Requirements Satisfied: Literature
Meets: TBD
Contact: 802-656-4383, thomas.simone@uvm.edu
Tom Simone: Professor of English, helped establish the IHP in 1978 and directed the program from 1979 to 1994. He also worked to establish the UVM Humanities Center and directed it from 1994 to 2004. He has written books and articles on Shakespeare, Beckett, Joyce, Ibsen, Shakespeare on film, pedagogy, and the history of recorded classical music. He has recently published a new translation and commentary on Dante’s Inferno and is currently working on an edition of Dante’s Purgatorio. With the grace of nature he hopes to be able to proceed to an edition of Dante’s Paradiso.

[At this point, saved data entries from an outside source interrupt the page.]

PR #35146, opened 2024-11-25
Add tests for ruby packages

mamccorm:
Add tests for ruby packages.
Also adds a missing ruby-3.3 package which we only had a ruby v3.2 version for.


luhring (approved):
I have thoroughly reviewed each line of code and applied my Ruby expertise to evaluating the quality of these tests.

PR #55333, opened 2025-06-04
empty package fix 1

AbduAzim424:
The issue with these 3 packages was that the man pages weren't located in standard directories, preventing "split/manpages" from functioning correctly, and the fix involved relocating them to the appropriate standard paths to enable proper division. (not an issue anymore, melange fixes these type of issues from now on)


fatrace.yaml
```diff
@@ -28,11 +28,19 @@ pipeline:
 
   - uses: strip
 
+  - name: install manpages
+    runs: |
+      mkdir -p "${{targets.destdir}}/usr/share/man/man8"
+      cp fatrace.8 "${{targets.destdir}}/usr/share/man/man8/"
```
murraybd: I believe you'll want to us `mv` instead of `cp` otherwise the `fatrace.8` file will exist in both packages. You could test this via local build and inspecting the resultant apks.

AbduAzim424: If I'm not mistaking this step copies man page from upstream folder into the package folder that is later actually moved by "split/manpages"

murraybd (changes requested):
Rather than creating a complicated `install manpages` step in the build pipeline we should modify melange such that it also splits manpages out of `/usr/local/share/man`.

murraybd (changes requested):
bat.yaml will need an epoch bump for the doc package to be generated.

murraybd:
It looks like meson is failing to build on arm64.

AbduAzim424:
it says "invalid memory address or nil pointer dereference" I think this is related to melange rather than meson itself?

murraybd (approved):

PR #55357, opened 2025-06-05
"-doc" package fix

AbduAzim424:
Fixes:
'split/manpages', 'split/infodir' added to the appropriate packages


ajayk:
Can you please add proper PR description

AbduAzim424:
Yea sure, I'm just splitting larger PR into smaller ones.

murraybd (dismissed):

murraybd:
Based on the log output it looks like the gdal-doc package is empty.

AbduAzim424:
already looking at it

gdal.yaml
```diff
@@ -229,6 +229,23 @@ subpackages:
             sozip --version | grep ${{package.version}}
             sozip --help
 
+  - name: gdal-doc
+    description: gdal docs
+    pipeline:
+      - runs: |
+          for pyver in 3.10 3.11 3.12 3.13; do
```
murraybd: Hard coding these numbers here makes me nervous as it would require manual updating. Did you look at using the `py-versions` range at all?

AbduAzim424: I wasn't able to pull that of. I tried using range within pipeline but that failed as it is not allowed.

AbduAzim424: Let me try something

AbduAzim424: Ok that didn't work, I do not really know how to solve this without hardcoding

AbduAzim424: I can do separate range enttires but that will spawn separate "-doc" packages for each gdal-py version which I think isn't ideal.

murraybd: Actually, thinking about it more I believe we would want separate documenation packages for each gdal-py version because users would only want to install the documentation for the version they are using and it will match the way the -dev packages are organized.

AbduAzim424: Understood, will do shortly

murraybd (dismissed):

murraybd (approved):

What is the role of ideas in helping to define and shape the modern world? Working from a close reading of several exemplary texts, this course will explore some of the main currents of European thought from the eighteenth century to the present. We will examine themes such as social criticism in the Enlightenment period; reactions to the French Revolution and industrial production, from romanticism to utopian socialism; the rise of Marxism and classical sociological theory; the late-nineteenth-century "revolt against positivism"; and intellectual responses to the two catastrophic wars of the twentieth century. Particular attention will be devoted to the writings of Voltaire, Rousseau, Shelley, Hegel, Marx, Nietzsche, Weber, Freud, and Foucault.

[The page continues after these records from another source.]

PR #55374, opened 2025-06-05
Fix(update): Use Gitlab repo sourcecode and our toolchain to build

debasishbsws:
- We can use our GitMonitor now which is much accurate that release monitor
- Even the tar and the gitlab source is not an exact match they result in the same artifact

Fix: https://github.com/chainguard-dev/internal-dev/issues/12692

using this will result in less tickets of update bot failures in future.

### DIFF
--- a/cryptsetup.yaml
+++ b/cryptsetup.yaml
@@ -2,7 +2,7 @@
 package:
   name: cryptsetup
   version: 2.7.5
-  epoch: 21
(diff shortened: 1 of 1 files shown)


debasishbsws:
The test passes in Docker runner but failed in QEMU. for this and the for what we already have today.

dnegreira (approved):

PR #55465, opened 2025-06-06
kubernetes-1.33: make kubelet-1.33 subpackage provide kubelet

markusboehme:
Add a `provides` for the `kubelet-1.33` subpackage so that it may be installed as `kubelet`.

### DIFF
--- a/kubernetes-1.33.yaml
+++ b/kubernetes-1.33.yaml
@@ -1,7 +1,7 @@
 package:
   name: kubernetes-1.33
   version: "1.33.1"
-  epoch: 3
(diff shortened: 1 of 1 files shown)


a-crate (approved):

zmarano (dismissed):

a-crate (changes requested):
I think this needs to be rebased, it's not building packages in CI since epoch is 3 at HEAD in main now.

markusboehme:
@a-crate Good catch! Rebased.

a-crate (approved):

PR #55511, opened 2025-06-06
nginx-s3-gateway: init package at 0_git20250605

tulilirockz:


nginx-s3-gateway.yaml
```diff
@@ -0,0 +1,92 @@
...
+  epoch: 0
+  description: NGINX S3 Gateway
+  copyright:
+    - license: Apache-2.0
+  # BYO nginx
+  dependencies:
+    provides:
+      - nginx-config=0.${{package.full-version}}
+    runtime:
+      - njs
```
tulilirockz, line 14: They also explicitly add `libedit` on the dockerfile...

nginx-s3-gateway.yaml
```diff
@@ -0,0 +1,128 @@
...
+  name: nginx-s3-gateway
+  version: 0_git20250605
+  epoch: 0
+  description: NGINX S3 Gateway
+  copyright:
+    - license: Apache-2.0
+  # BYO nginx
+  dependencies:
+    provides:
+      - nginx-config=0.${{package.full-version}}
```
kranurag7: what's the reason behind having this provides here?

tulilirockz: Theres most likely no reason to do this, but I couldn't manage to install `nginx-*` without it, it fixes a conflict I was getting where `/etc/nginx/nginx.conf` exists in both this package and `nginx-config`. Unsure what would be the actual right way to do this

kranurag7: I think replaces will be a more suited solution here. 

```yaml
package:
  dependencies:
    replaces:
      - nginx-mainline-config
```

tulilirockz: When doing the `replaces` it seems that `/etc/nginx/nginx.conf` gets overwritten by `nginx-*-config` instead of having the same things from upstream - `provides` correctly omits installing `nginx-config`... @jamonation had mentioned doing something like the following would work but it still brings in `nginx-*-config`
```yaml
  options:
    no-depends: true
    no-provides: true
```

tulilirockz: After testing this for a bit, seems that the `options:` thing works fine for this! - checksum is the same before and after installing `nginx-mainline`:
```shell
11c3ecf01365:/work/packages# apk add --allow-untrusted /work/packages/aarch64/nginx-s3*.apk
# ...
11c3ecf01365:/work/packages# sha256sum /etc/nginx/nginx.conf
881eaf6990c91d119e49032ebba9d0a0351a5edc801c4faaf4a2d640667ee9ee  /etc/nginx/nginx.conf
11c3ecf01365:/work/packages# apk add nginx-config
(1/2) Installing nginx-mainline (1.28.0-r0)
(2/2) Installing nginx-mainline-config (1.28.0-r0)
Executing busybox-1.37.0-r41.trigger
OK: 180 MiB in 90 packages
11c3ecf01365:/work/packages# sha256sum /etc/nginx/nginx.conf
881eaf6990c91d119e49032ebba9d0a0351a5edc801c4faaf4a2d640667ee9ee  /etc/nginx/nginx.conf
```

kranurag7: we use replaces when we want to add two packages together (either at image or via runtime deps) and some files are conflicting. 

for example here: nginx-s3-gateway ships it's own [nginx.conf](https://apk.chaindag.dev/https/apk.cgr.dev/wolfi-presubmit/ce350646b1dea1c24b73e8d2be02bc661e6e940d/x86_64/nginx-s3-gateway-0_git20250605-r0.apk@etag:ab4ba2537437947f91f9e1c80a325cf5/etc/nginx/nginx.conf) file which is different from nginx-mainline-config [nginx.conf](https://apk.dag.dev/https/packages.wolfi.dev/os/x86_64/nginx-mainline-config-1.28.0-r0.apk@sha1:60ce25faaedf92712afc564e8d6d6616d9ef8659/etc/nginx/nginx.conf)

Requirements Satisfied: Humanities
Meets: TBD
Contact: 802-656-4383,
TBD:
We will focus on how "religion" has been imagined and explained in the modern West. This will include attention to the way science, secularization, modern values, and cross-cultural perspectives have conditioned ways of viewing religious life and belief. We will examine some classic texts, authors, and theories on the nature of religion and in that sense the course will function as a kind of introduction to the academic study of religion. We will look carefully at two different ways of explaining religion: religion as a social construction and religion as a subjective, psychological reality. We will also consider the study of cross-cultural patterns of religious behaviors and symbols, and conclude with an analysis of contemporary issues such as evolution, fundamentalism, violence, and the clash of conservative and liberal culture.

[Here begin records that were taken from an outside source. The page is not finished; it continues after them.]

PR #55580, opened 2025-06-08
chore: Streamline auth flow

EyeCantCU:
* Automate token generation
* Create tokens only when needed
* Remove when finished with them
* Leverage octo-sts

### DIFF
--- a/Makefile
+++ b/Makefile
@@ -111,8 +111,8 @@ clean-cache:
 	mkdir -p $(pkgname) && \
 	mv $${tmpf} ./$(pkgname)/.guarded-repo.token
 
-guarded_repo_token_targets = $(foreach name,$(pkgs),repo-token/$(name))
-$(guarded_repo_token_targets): repo-token/%: %/.guarded-repo.token
+repo_token_targets = $(foreach name,$(pkgs),repo-token/$(name))
+$(repo_token_targets): repo-token/%: %/.guarded-repo.token
 
 %/.libraries.token:
 	$(eval pkgname := $*)
@@ -124,11 +124,11 @@ $(guarded_repo_token_targets): repo-token/%: %/.guarded-repo.token
 libraries_token_targets = $(foreach name,$(pkgs),lib-token/$(name))
 $(libraries_token_targets): lib-token/%: %/.libraries.token
 
-.PHONY: tokens/%
+.PHONY: tokens-if-needed/%
 tokens/%:
 	$(eval pkgname := $*)
-	@$(call guarded_repo_token,$(pkgname))
-	@$(call guarded_libraries_token,$(pkgname))
+	@$(call repo_token_if_needed,$(pkgname))
+	@$(call libraries_token_if_needed,$(pkgname))
 
 .PHONY: clean-tokens/%
 clean-tokens/%:
@@ -175,7 +175,7 @@ $(pkg_targets): package/%:
 	$(MAKE) yamlfile=$(yamlfile) pkgname=$* packages/$(ARCH)/$(pkgver).apk
 
 packages/$(ARCH)/%.apk: cache $(KEY) $(QEMU_KERNEL_DEP)
-	$(MAKE) tokens/$(pkgname)
+	$(MAKE) tokens-if-needed/$(pkgname)
 	mkdir -p ./$(pkgname)/
 	$(eval SOURCE_DATE_EPOCH ?= $(shell git log -1 --pretty=%ct --follow $(yamlfile)))
 	$(info @SOURCE_DATE_EPOCH=$(SOURCE_DATE_EPOCH) $(MELANGE) build $(yamlfile) $(MELANGE_OPTS) --source-dir ./$(pkgname)/)
@@ -192,7 +192,7 @@ $(dbg_targets): debug/%: cache $(KEY) $(QEMU_KERNEL_DEP)
 	$(eval yamlfile := $*.yaml)
 	$(eval pkgname := $*)
 	$(eval pkgver := $(shell $(MELANGE) package-version $(yamlfile)))
-	$(MAKE) tokens/$(pkgname)
+	$(MAKE) tokens-if-needed/$(pkgname)
 	@printf "Building package $* with version $(pkgver) from file $(yamlfile)\n"
 	mkdir -p ./"$*"/
 	$(eval SOURCE_DATE_EPOCH ?= $(shell git log -1 --pretty=%ct --follow $(yamlfile)))
@@ -206,7 +206,7 @@ $(test_targets): test/%: cache $(KEY) $(QEMU_KERNEL_DEP)
 	$(eval yamlfile := $*.yaml)
 	$(eval pkgname := $*)
 	$(eval pkgver := $(shell $(MELANGE) package-version $(yamlfile)))
-	$(MAKE) tokens/$(pkgname)
+	$(MAKE) tokens-if-needed/$(pkgname)
 	@printf "Testing package $* with version $(pkgver) from file $(yamlfile)\n"
 	bash -xc "trap 'trap - SIGINT SIGTERM ERR; $(MAKE) clean-tokens/$(pkgname); exit 1' SIGINT SIGTERM ERR; $(MELANGE) test $(yamlfile) $(MELANGE_TEST_OPTS) --source-dir ./$(*)/"
 	$(MAKE) clean-tokens/$(pkgname)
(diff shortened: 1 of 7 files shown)


Makefile
```diff
@@ -100,14 +100,34 @@ clean:
 clean-cache:
 	rm -rf ${CACHEDIR}
 
-${CACHEDIR}/.libraries_token.txt: cache
+${CACHEDIR}/.guarded-repo.token: cache
+	tmpf=$(shell mktemp); \
+	chainctl auth octo-sts --identity=guarded-package-repos --scope=chainguard-dev > $${tmpf}; \
```
dannf: I think the `;` would ignore a non-zero exitcode from `chainctl`. That would result in an empty `$${tmpf}` that would then get used as the token file. Maybe use `&&` instead?

Makefile
```diff
@@ -100,14 +100,34 @@ clean:
...
+	mv $${tmpf} ${CACHEDIR}/.guarded-repo.token
+
+.PHONY: repo-token
+repo-token: ${CACHEDIR}/.guarded-repo.token
+
+${CACHEDIR}/.libraries.token: cache
 	tmpf=$(shell mktemp); \
 	chainctl auth login --audience libraries.cgr.dev; \
 	chainctl auth token --audience libraries.cgr.dev > $${tmpf}; \
-	mv $${tmpf} ${CACHEDIR}/.libraries_token.txt
```
dannf, line 107: while pre-existing, same comment about `;` vs `&&` here

Makefile
```diff
@@ -100,14 +100,34 @@ clean:
...
 .PHONY: lib-token
-lib-token: ${CACHEDIR}/.libraries_token.txt
+lib-token: ${CACHEDIR}/.libraries.token
+
+.PHONY: cache-tokens-if-needed/%
+cache-tokens-if-needed/%:
+	auth_needed=$$(yq '.. | select(has("uses")) | select(.uses | test("auth|iamguarded"))' $*); \
+	if [ -n "$$auth_needed" ]; then \
+		$(MAKE) repo-token; \
+		$(MAKE) lib-token; \
```
dannf: its not clear what the mapping between auth/iamguarded and repo-token/lib-token are.  If there's a 1:1 mapping, can we handle them separately so the relationship is clear? Or do both tokens need to be used by both pipelines?

Also, personally I'd probably just make this a couple of make functions, akin to `authget`.

Makefile
```diff
@@ -151,10 +171,12 @@ $(pkg_targets): package/%:
 	$(MAKE) yamlfile=$(yamlfile) pkgname=$* packages/$(ARCH)/$(pkgver).apk
 
 packages/$(ARCH)/%.apk: cache $(KEY) $(QEMU_KERNEL_DEP)
+	$(MAKE) cache-tokens-if-needed/$(yamlfile)
 	mkdir -p ./$(pkgname)/
 	$(eval SOURCE_DATE_EPOCH ?= $(shell git log -1 --pretty=%ct --follow $(yamlfile)))
 	$(info @SOURCE_DATE_EPOCH=$(SOURCE_DATE_EPOCH) $(MELANGE) build $(yamlfile) $(MELANGE_OPTS) --source-dir ./$(pkgname)/)
 	SOURCE_DATE_EPOCH=$(SOURCE_DATE_EPOCH) $(MELANGE) build $(yamlfile) $(MELANGE_OPTS) --source-dir ./$(pkgname)/
+	$(MAKE) clean-tokens
```
dannf: I think this would be racy if someone did a `make -j3 package/foo package/bar package/baz` - that is, the token would be changing or getting deleted out from under the other builds.

This makes me want to go back to the idea of putting the token in the package build directory instead of the cache. Each package would then have its own tokens. They could live for just that package build, and other builds that happen to run at the same time wouldn't get a copy of the tokens from another build. WDYT?

dannf (dismissed):
thanks! this is looking much more secure

Makefile
EyeCantCU: I think the problem we have is with more fine grained filtering, incorporating auth into other pipelines (like the iamguarded pipelines) becomes painful. We have to remember to come back to this and remember to add an exception

I can make this more fine grained and isolated between both use cases. It is something we might want to take another pass at though

If there was a way to "unroll" top level pipelines used in packages, that would make this a little more battle ready

Makefile
EyeCantCU: Didn't catch this, but you're right! We should do the same for guarded repos and libraries. I'll make the change

Makefile
EyeCantCU: I like that approach better, will make the adjustment for this and library tokens

Makefile
EyeCantCU: Consolidated in a couple functions with a comment on the relationship between iamguarded and auth/guarded-repo

Makefile
```diff
@@ -100,14 +104,36 @@ clean:
...
+	$(eval pkgname := $*)
+	tmpf=$(shell mktemp) && \
+	chainctl auth token --audience libraries.cgr.dev > $${tmpf} && \
+	mkdir -p $(pkgname) && \
+	mv $${tmpf} ./$(pkgname)/.libraries.token
+
+libraries_token_targets = $(foreach name,$(pkgs),lib-token/$(name))
+$(libraries_token_targets): lib-token/%: %/.libraries.token
+
+.PHONY: tokens-if-needed/%
```
dannf, line 127: I don't see where this rule is defined, but maybe I'm just tired :/

Makefile
```diff
@@ -280,9 +316,42 @@ check-bootstrap:
...
+    echo "$1 does not use a guarded repo. Skipping token creation."; \
+  fi
+endef
+
+define libraries_token_if_needed
+  $(eval yamlfile := $1.yaml)
+  $(eval pkgname := $1)
+  $(eval pipelines := "auth")
+  $(eval ignore_pipelines := "auth/guarded-repo")
+  if yq e -e '.. | select(has("uses")) \
```
dannf, line 360: btw, is `yq` used before this in our Makefiles? If not, do you think the error mode for not having it installed is clear, or do we need an explicit message? (I haven't tried it)

Makefile
```diff
@@ -280,9 +316,42 @@ check-bootstrap:
...
+  tok=$$(chainctl auth token --audience=$(1)) || \
   { echo "failed token from $(1) for target $@"; exit 1; }; \
   mkdir -p $$(dirname $(2)) && \
   echo "auth-download[$(1)] to $(2) from $(3)" && \
   curl --fail -LS --silent -o $(2).tmp --user "user:$$tok" $(3) && \
-	mv "$(2).tmp" "$(2)"
+  mv "$(2).tmp" "$(2)"
+endef
+
+define repo_token_if_needed
```
dannf, line 338: These look great. So clear, so well formatted. Nice work!

Makefile
```diff
@@ -184,7 +184,7 @@ packages/$(ARCH)/%.apk: cache $(KEY) $(QEMU_KERNEL_DEP)
 	mkdir -p ./$(pkgname)/
 	$(eval SOURCE_DATE_EPOCH ?= $(shell git log -1 --pretty=%ct --follow $(yamlfile)))
 	$(info @SOURCE_DATE_EPOCH=$(SOURCE_DATE_EPOCH) $(MELANGE) build $(yamlfile) $(MELANGE_OPTS) --source-dir ./$(pkgname)/)
-	SOURCE_DATE_EPOCH=$(SOURCE_DATE_EPOCH) $(MELANGE) build $(yamlfile) $(MELANGE_OPTS) --source-dir ./$(pkgname)/
+	bash -xc "trap 'trap - SIGINT SIGTERM ERR; $(MAKE) clean-tokens/$(pkgname); exit 1' SIGINT SIGTERM ERR; SOURCE_DATE_EPOCH=$(SOURCE_DATE_EPOCH) $(MELANGE) build $(yamlfile) $(MELANGE_OPTS) --source-dir ./$(pkgname)/"
```
dannf, line 182: Maybe we should use `.ONESHELL` so you can do this as a normal function:
https://stackoverflow.com/questions/28597794/how-can-i-clean-up-after-an-error-in-a-makefile

I've never used it myself, but seems like a win.

Makefile
EyeCantCU: Fixed this, my bad

Makefile
EyeCantCU: We get a CNF and it fails. I could be more verbose here though, similar to qemu

Makefile
EyeCantCU: I'll give this a try :)

EyeCantCU: I still end up having to wrap the invokation in bash. I'll leave as is for now

dannf (approved):
:heart:

EyeCantCU:
lfg! Thank you Dann!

Requirements Satisfied: Humanities
Meets: TBD
Contact: 802-656-4383, richard.sugarman@uvm.edu
Richard Sugarman: Professor of Religion and Director of IHP, has taught in the Integrated Humanities Program for over 27 years, and served as a director since 1989. The recipient of the Fall 2006 Dean's Lecture Award, he approaches religion as a philosopher, believing that the study of religion and philosophy should inform our understanding of the most urgent questions of contemporary life. When not teaching,Sugarman spends most of his time writing on the subject of time. He is the 2007 recipient of the George V. Kidder Outstanding Faculty Award.